Why are so sold on blowing through the editing instead of embracing what should be a slow, rewarding process of transforming what we captured into something artistic? I don’t think art can be rushed, at least not without compromising it somehow.

I’m sure there was a Church administrator (or more probably an accountant) that kept bugging Michelangelo to finish up his work on the ceiling of the Sistine Chapel. “Mike, come on, you been at this for three years. Starting to think you’re milking us here.” Took four years altogether. And “The Last Judgement”, painted behind the altar there, took five. But look at the results.

I’m going to assume Michelangelo had a vision for those works and it was more important to get that right than to satisfy the short-term perspective of those who just wanted him to be done already.

Now, are we Michelangelo? Of course not. But shouldn’t we strive to be as good as we can be, the way he did? Shouldn’t we feel the same way about what we create? Shouldn’t we expend the time and energy necessary, however long that might be, to make sure a photograph reflects the emotional impact we felt when we initially captured it?

IT WAS YOUR MOMENT…SO MAKE IT YOURS

And this sort of encapsulates the real issue I have with the purveyors of all these “miraculous” tools. They promise a wonderful, impactful, final image - a work of art - with just a few clicks and the movement of a few sliders. BAM! You’re done. And, hey, you’re an artist! Look how amazing that is, and with hardly any effort on your part. What a wonderful thing.

Except…aren’t you still just using somebody else’s recipe? Won’t your image look just like those created by others who purchased the same product, and by those who created the product in the first place? Is that really what we want? As high tech as that AI-powered software is, it’s not prescient, and it certainly can’t plumb your emotional being.

None of those engineers, software coders, brand ambassadors, salespeople and photographers affiliated with that product stood with you the day you captured a glorious sunrise or a rainbow that suddenly popped from beneath a mass of storm clouds filtering dappled light over the landscape. Remember how you felt when that happened? And when you looked at the back of your camera and whispered, “Holy cow, did I really just get that?”

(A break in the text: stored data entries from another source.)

PR #281, opened 2024-01-19
feat: improve node rests 

danj-replicated:
- workers can now drain and remove themselves from the cluster
- warn about removing the last controller node in a cluster with dependant worker nodes


ricardomaraschini:
We gonna need an e2e for this.

cmd/embedded-cluster/reset.go
```diff
@@ -116,14 +116,33 @@ func (h *hostInfo) checkQuorumSafety(c *cli.Context) (bool, string, error) {
...
+	}
+	if len(workers) > 0 && len(controllers) == 1 {
+		return false, "Cluster has a worker node joined and you are attempting to remove the only controller node.", nil
+	}
 	if len(etcd.Members) < 3 {
 		return true, "", nil
 	}
 	if len(etcd.Members) == 3 {
-		return false, "cluster has 3 control-plane nodes, removing this node will cause etcd to lose quorum", nil
+		return false, "Cluster has 3 control-plane nodes, removing this node will cause etcd to lose quorum.", nil
```
ajp-io, line 142: Instead of control plane, can we show the controller node role name instead?
```suggestion
		return false, "Cluster has 3 control plane nodes. Removing this node will cause etcd to lose quorum.", nil
```

cmd/embedded-cluster/reset.go
```diff
@@ -116,14 +116,33 @@ func (h *hostInfo) checkQuorumSafety(c *cli.Context) (bool, string, error) {
...
+	for _, node := range nodeList.Items {
+		labels := node.GetLabels()
+		if labels["node-role.kubernetes.io/control-plane"] == "true" {
+			controllers = append(controllers, node.Name)
+		} else {
+			workers = append(workers, node.Name)
+		}
+	}
+	if len(workers) > 0 && len(controllers) == 1 {
+		return false, "Cluster has a worker node joined and you are attempting to remove the only controller node.", nil
```
ajp-io, line 136: A few thoughts.
* From an end-user perspective, controller is a node role, but the vendor might have [customized its name](https://docs.google.com/document/d/1NKXIj7fPhYc6BadscPznXMcbXVj74tBfY-xbNJqbVGk/edit#heading=h.bqi1aw166qh7). Can we show the actual node role name here instead of saying controller?
* Do you think we should tell them they can reset the workers first if they really want to reset this node, or should we just tell them the issue?
```suggestion
		return false, "Cannot reset the last controller node when there are other nodes in the cluster.", nil
```

cmd/embedded-cluster/reset.go
```diff
@@ -116,14 +116,33 @@ func (h *hostInfo) checkQuorumSafety(c *cli.Context) (bool, string, error) {
...
 	if len(etcd.Members) < 3 {
 		return true, "", nil
 	}
 	if len(etcd.Members) == 3 {
-		return false, "cluster has 3 control-plane nodes, removing this node will cause etcd to lose quorum", nil
+		return false, "Cluster has 3 control-plane nodes, removing this node will cause etcd to lose quorum.", nil
 	}
 	if len(etcd.Members)%2 != 0 {
-		return false, "cluster would have even number of control-plane nodes after resetting this node, this could cause etcd to become unstable", nil
+		return false, "Cluster would have even number of control-plane nodes after resetting this node, this could cause etcd to become unstable.", nil
```
ajp-io, line 145: Same comment about controller node role name if possible.

What do you think about saying it would leave the cluster unstable instead of etcd, since we're abstracting away the Kubernetes stuff, and the user likely doesn't know about etcd?
```suggestion
		return false, "This will leave the cluster with an even number of control plane nodes, which could make it unstable.", nil
```

cmd/embedded-cluster/reset.go
```diff
@@ -170,7 +198,7 @@ func newHostInfo(ctx context.Context) (hostInfo, error) {
 		return currentHost, err
 	}
 	// control plane only stff
-	if currentHost.isControlPlane() {
+	if currentHost.Status.Role == "controller" {
```
ajp-io, line 201: Does this factor in the case where the vendor changed the controller node role name?

cmd/embedded-cluster/reset.go
```diff
@@ -187,47 +215,59 @@ func checkErrPrompt(err error) bool {
 	fmt.Println("-----")
 	fmt.Println(err)
 	fmt.Println("-----")
-	fmt.Println("An error has occured while trying to reset this node.")
-	fmt.Println("Continuing may leave the cluster in an unexpected state")
+	fmt.Println("An error occured while trying to reset this node")
+	fmt.Println("continuing may leave the cluster in an unexpected state.")
```
ajp-io, line 219:
```suggestion
	fmt.Println("An error occurred while trying to reset this node.")
	fmt.Println("Continuing may leave the cluster in an unexpected state.")
```

cmd/embedded-cluster/reset.go
```diff
@@ -187,47 +215,59 @@ func checkErrPrompt(err error) bool {
...
+		if currentHost.Status.Role == "controller" {
 			safeToRemove, reason, err := currentHost.checkQuorumSafety(c)
 			if err != nil {
 				fmt.Println(err)
 				return nil
 			}
 			if !safeToRemove {
 				fmt.Println(reason)
-				fmt.Println("run reset command again with --yes-really-reset to ignore this")
+				fmt.Println("run reset command again with --confirm to ignore this")
```
ajp-io, line 270:
```suggestion
				fmt.Println("Run reset command command with --confirm to ignore this.")
```

ajp-io (commented):
A few other wording suggestions

cmd/embedded-cluster/reset.go
danj-replicated: @ajp-io this specific role is set by k0s, there is only "controller" and "worker"

cmd/embedded-cluster/reset.go
```diff
@@ -169,66 +201,85 @@ func newHostInfo(ctx context.Context) (hostInfo, error) {
...
+	}
 	return prompts.New().Confirm("Do you want to continue anyway?", false)
 }
 
 var resetCommand = &cli.Command{
 	Name: "reset",
 	Flags: []cli.Flag{
 		&cli.BoolFlag{
-			Name:   "yes-really-reset",
+			Name:   "confirm",
```
ajp-io, line 241: How come this one and force are hidden?

cmd/embedded-cluster/reset.go
```diff
@@ -169,66 +201,85 @@ func newHostInfo(ctx context.Context) (hostInfo, error) {
...
+			Hidden: true,
+			Value:  false,
+		},
+		&cli.BoolFlag{
+			Name:  "no-prompt",
+			Usage: "Do not prompt user when it is not necessary",
+			Value: false,
+		},
+		&cli.BoolFlag{
+			Name:   "force",
```
ajp-io, line 251: Remind me what exactly force does. Looks like it skips all the checks that it's safe to remove the node. Is that right? And in what situation might someone use that as opposed to `--confirm`?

That was your emotional experience. And it was so amazing you wanted to share it, so others could see and feel at least some sense of what you saw and felt. That’s what artists do. I worked on the above image for a couple of weeks, including quits and restarts, to get the details and the light and the colors and the clouds “right” - to mirror what my experience of that chapel was in the moment and the excitement I felt.

So make that image for yourself. Work it as long as it takes to reflect what you experienced that day. Yes, that means processing time. It might also mean taking the time to learn something you don’t currently know how to do.

But there are rewards to those efforts, and isn’t your art worth that expenditure?

And for crying out loud, can’t we all just slow down a little and begin to appreciate the life we have? I mean…chill out, bro.